Maggette a Warrior. Pietrus in Orlando. I have a feeling that Barry and Thomas are both gonna bolt, and the SPURS will then turn to the fossils, Finley and Horry. This is shaping up as a disastrous off-season.


----------



## FreeMason Jr.

I'm pretty sure we'll get Kurt back, don't know about Barry. 

I guess it's JR or bust.


----------



## sasaint

ezealen said:


> I'm pretty sure we'll get Kurt back, don't know about Barry.
> 
> I guess it's JR or bust.


Kurt is a good start. It would be great to have Barry back.

I don't know how much guys like Posey, or one of Atlanta's Joshes will end up signing for. Surely not as much as Meggette. I'd still like to see us go for any of them. And I still like Vujacic way more than JR. (I know we disagree on that!) But I haven't heard any rumors at all about Vujacic - even on the Lakers' board. I strongly suspect he will resign with the Lakers, especially now that Turiaff is gone.

If we bring back Kurt, Finely and Horry, you can write-off this season.

I have very mixed feelings about Meggette, anyway. Although he was certainly one of the studs of this FA crop, I'm not sure his exact skill set is what the SPURS need most. No doubt he would have been a good acquisition, but I still think they need somebody who can shoot the 3-ball and defend better than Meggette has shown in the past.


----------



## sasaint

Oh yeah, and James Jones is still available. In his limited experience, he has shot lights out! I'd like to see the SPURS nab him.


----------



## nivy

sasaint said:


> Oh yeah, and James Jones is still available. In his limited experience, he has shot lights out! I'd like to see the SPURS nab him.


GONE! to Miami.....


----------



## Ruff Draft

San Antonio needs to do something soon. Guys like J.R. Smith and Matt Barnes are still options.


----------



## sasaint

nivy said:


> GONE! to Miami.....


Yep! I think he might turn out to be one of the best FA signings this off-season. Young, athletic, great range, willing defender and excellent locker-room presence. He is getting very good reviews on the Portland board.

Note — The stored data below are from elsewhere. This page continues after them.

PR #832, opened 2026-07-21
662 - Fix ESC key not reliably closing Carbon modals

maarten-ritense:
### Describe the changes
Link to the related Github issue: generiekzaakafhandelcomponent/gzac-issues#662

**1. ESC key did not reliably close Carbon modals.**
ESC-to-close was handled solely by Carbon's built-in bubbling `keydown` listener on `cds-modal`, so it only fired while keyboard focus was *inside* the modal. As soon as focus landed on `<body>` — which happens when the user clicks a non-focusable part of the modal, and in development builds happens immediately on open because `ValtimoCdsModalDirective.preventModalCloseButtonTooltip()` blurs the auto-focused close button — ESC did nothing. Users experienced this as a task/modal that could not be closed (or reopened) without a full page refresh.

`ValtimoCdsModalDirective` (shared by the Carbon modals) now handles ESC itself via a **focus-independent, document-level capture-phase** `keydown` listener. For the top-most visible modal it preempts Carbon's handler (`stopImmediatePropagation`) and simulates a click on that modal's own close (X) button, so ESC runs through the exact same `(closeSelect)` → close path as the X button. This also avoids Carbon's ESC side effects (mutating `open` directly outside the `[open]` binding and calling `modalService.destroy()`, which can affect an unrelated imperatively-created modal).

**2. Several modals never wired up the shared `valtimoCdsModal` behaviour.**
While fixing (1), we found many modals that write `<cds-modal ... valtimoCdsModal>` in their template but never made `ValtimoCdsModalDirective` available — standalone components omitted it from `imports`, and one NgModule omitted it from its `imports`. On those modals the attribute was inert, so they missed the body scroll lock, `min-content-height` sizing, close-button tooltip suppression, and (after change 1) the ESC-to-close handling. The most visible symptom was the ZGW "Connected zaak type" modal, which showed a lingering "Close modal" tooltip. All affected components/modules now import the directive: the ZGW connected-zaak-type and Documenten API column/upload-field/tag modals, `failed-notification-detail`, the process/form/building-block upload modals, the widget-management divider + wizard modals, the decision deploy modal, and the access-control role modals.

**3. ESC while a dropdown/combo-box is open now closes only the menu.**
When a Carbon dropdown or combo-box (`cds-dropdown` / `cds-combo-box`, including the `v-select` and `valtimo-value-path-selector` wrappers) is open inside a modal, ESC should close only that menu, not the modal. Carbon closes the menu itself on ESC, but `cds-combo-box` — unlike `cds-dropdown` — does not stop the event, so it would bubble up to the modal's ESC handler and close it too. So for an open list-box the directive does **not** preempt/close the modal (change 1 only applies when no menu is open); it lets Carbon close the menu — its own handler runs on the real event in Angular's zone, keeping state and DOM in sync — and only **shields the modal** by adding a one-time `keydown` listener on the list-box host that stops propagation after Carbon's handler. A second ESC (menu closed) then closes the modal. Detection is document-wide because with `appendInline=false` Carbon detaches the expanded menu — and moves focus into it — outside the modal, so neither the marker nor the event target is inside the modal.

Specify the code branch location: `bugfix/662-esc-key-modal-close` (base: `next-minor`)

**Relevant comments:**
> The ESC fix lives in the shared directive, so it applies to every correctly-wired Carbon modal with no template changes. Modal ownership is resolved via `topModal.closest('cds-modal') === host` (not `contains`), which is required because the task-detail modal embeds nested `cds-modal`s from its form content — nested/stacked modals therefore close top-first and the correct (own) close button is used. When a task opens in the right-hand panel instead of a modal there is no visible `cds-modal`, so ESC is a natural no-op. The release notes for this change target **13.39.0** (it is not part of the 13.38.0 release).

### Breaking changes

### Documentation

- [ ] Yes
- [x] Not applicable

### Tests
- [x] Yes
- [ ] Not applicable

- [ ] Yes
- [x] Not applicable

Describe the testing steps
- [x] Open a user task modal (from a case detail page and from the task list) and a config modal (e.g. ZGW "Connected zaak type"); press ESC without interacting first — the modal closes
- [x] Open a modal, click a non-focusable area (focus moves to `<body>`), press ESC — the modal still closes
- [x] After closing with ESC, immediately reopen — no stuck overlay, page stays interactive (no refresh needed)
- [x] Confirm the ZGW "Connected zaak type" modal no longer shows a lingering "Close modal" tooltip and behaves like the other modals
- [x] Confirm the close (X) button, backdrop and nested/confirmation modals still behave as before (nested modals close top-first)
- [x] Open a modal containing a dropdown/combo-box (e.g. the task-list column modal "Path" and "Display type" fields, or the ZGW "Object management configuration" select); open the menu and press ESC — only the menu closes and the modal stays open; press ESC again — the modal closes

### Security
- [ ] Yes
- [x] Not applicable

- [ ] Yes
- [x] Not applicable

- [ ] Yes
- [x] Not applicable

### Dependencies
- [ ] Yes
- [x] Not applicable


frontend/projects/valtimo/components/src/lib/directives/valtimo-cds-modal/valtimo-cds-modal.directive.spec.ts
```diff
@@ -0,0 +1,126 @@
...
+import {Component, CUSTOM_ELEMENTS_SCHEMA} from '@angular/core';
+import {ComponentFixture, TestBed} from '@angular/core/testing';
+import {ValtimoCdsModalDirective} from './valtimo-cds-modal.directive';
+
+@Component({
+  standalone: true,
+  imports: [ValtimoCdsModalDirective],
+  schemas: [CUSTOM_ELEMENTS_SCHEMA],
+  template: `
+    <cds-modal valtimoCdsModal>
```
sofiaIvarsRitense: Please move this part to a html file

frontend/projects/valtimo/components/src/lib/directives/valtimo-cds-modal/valtimo-cds-modal.directive.spec.ts
```diff
@@ -0,0 +1,126 @@
+/*
+ * Copyright 2015-2025 Ritense BV, the Netherlands.
```
sofiaIvarsRitense: 2026

frontend/projects/valtimo/components/src/lib/directives/valtimo-cds-modal/valtimo-cds-modal.directive.spec.ts
```diff
@@ -0,0 +1,154 @@
...
+
+    document.dispatchEvent(event);
+
+    // Modal is protected (event stopped, close button not clicked) and the open menu is closed via
+    // a synthetic outside click on the body — which is how every Carbon list-box closes.
+    expect(clickSpy).not.toHaveBeenCalled();
+    expect(stopSpy).toHaveBeenCalled();
+    expect(bodyClickSpy).toHaveBeenCalled();
+    document.body.removeEventListener('click', bodyClickSpy);
+  });
```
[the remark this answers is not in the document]
maarten-ritense: This is a false positive — the "return without consuming ESC and let Carbon close its own menu" approach was tried first and verified not to work for `cds-combo-box`.

Carbon's two list-box components handle ESC inconsistently:

- `cds-dropdown` (`dropdown.component`): on ESC while open it calls `event.stopImmediatePropagation()` (comment in source: *"don't unintentionally close modal if inside of it"*), so the modal is spared and bailing works.
- `cds-combo-box` (`combobox.component`, which `v-select` wraps — the reported "Object management configuration" field): its host `hostkeys()` handler calls `closeDropdown()` on ESC but does **not** stop propagation. So if we return without consuming, the ESC bubbles on to Carbon's modal `handleKeyboardEvent`, which runs `stopImmediatePropagation()` + `this.open = false` + `modalService.destroy()` and closes the modal too.

On top of that, both components render with `appendInline=false` here, so the expanded `.cds--list-box--expanded` element is detached to `document.body`, outside the modal.

I confirmed the bail approach live: with it, pressing ESC once on the open combo-box closed **both** the menu and the modal (exactly the regression Sofia reported). The current approach — `stopImmediatePropagation()` to protect the modal, then a synthetic outside click to close the open menu (which every Carbon list-box listens for via its document capture `outsideClick` handler) — was verified end-to-end in the running app for both the `cds-combo-box` (Object management configuration) and the `cds-dropdown` (Display Type in the column modal): first ESC closes only the menu, second ESC closes the modal. The tests assert that actual, working behavior, so I'm keeping them as-is.

sofiaIvarsRitense (approved):

sofiaIvarsRitense (approved):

Matt Barnes had a very nice season in 06-07, but last season he wasn't nearly as impressive. Will the real Matt Barnes please stand up! If he could revert to his 06-07 form, he could be a good guy to grab. FA options are rapidly dwindling at SF.


----------



## hi im new

great, we're screwed


----------



## sasaint

ezealen said:


> I'm pretty sure we'll get Kurt back, don't know about Barry.
> 
> I guess it's JR or bust.


With the signing of Roger Mason, looks like Barry is gone. I like the signing of Mason, but he's really better suited to SG. I think that means JR is no longer an option. My wish list still includes a real SF. I wonder if the Spurs' does? I don't see Matt Barnes' name in any rumors. Nor do I see Francisco Elson's name out there. I wonder if the Spurs would consider bringing him back if Kurt bolts? Frankly, I expected more from Kurt than he delivered in a SPURS uniform. I didn't think he was a big upgrade over Elson. Granted, he joined the team at mid-season and had to learn the system on the fly, so he'd probably be better next season. Still, I wonder what the difference in Kurt's and Elson's price tags will be?


----------



## sasaint

Oh yeah, *ezealen*, I think Mason's signing means Vujacic is out, too. (Not that he was ever under consideration by anybody except me!) I know you're breathing a sigh of relief over that!


----------



## sasaint

I just pulled this off of the Lakers' board. I don't know the date or have a link, but supposedly the Lakers and Spurs are interested in former NBA PF, Jorge Garbajosa. Here's the article in Spanish that I picked up on the Lakers' board:



> Jorge Garbajosa tiene las puertas abiertas para iniciar una segunda aventura en la NBA. Entraría de nuevo en la mejor Liga del mundo pisando una alfombra roja, como la de Hollywood. Precisamente el equipo que más cerca queda de la meca del cine es el que más interés ha mostrado por él. El diario MARCA adelanta que los Lakers de su amigo Pau Gasol le han hecho llegar una oferta y el ala-pívot la valora como se merece.
> 
> José Luis Martínez y Nacho Duque publican que Garbajosa tendría que negociar su contrato como agente libre. Jorge sería el recambio de Lamar Odom o Radmanovic, envueltos en rumores de traspasos. San Antonio también ha mostrado gran interés por él.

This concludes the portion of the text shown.